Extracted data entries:

*-*-*

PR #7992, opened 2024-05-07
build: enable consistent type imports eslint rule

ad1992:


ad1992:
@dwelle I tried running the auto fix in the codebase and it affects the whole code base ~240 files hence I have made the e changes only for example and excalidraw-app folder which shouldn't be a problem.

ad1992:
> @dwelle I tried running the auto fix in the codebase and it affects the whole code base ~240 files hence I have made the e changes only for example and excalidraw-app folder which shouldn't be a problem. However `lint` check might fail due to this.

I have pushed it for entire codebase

*-*-*

Copy out each line carrying the string "which" from the data.

Exercise answer
@dwelle I tried running the auto fix in the codebase and it affects the whole code base ~240 files hence I have made the e changes only for example and excalidraw-app folder which shouldn't be a problem.
> @dwelle I tried running the auto fix in the codebase and it affects the whole code base ~240 files hence I have made the e changes only for example and excalidraw-app folder which shouldn't be a problem. However `lint` check might fail due to this.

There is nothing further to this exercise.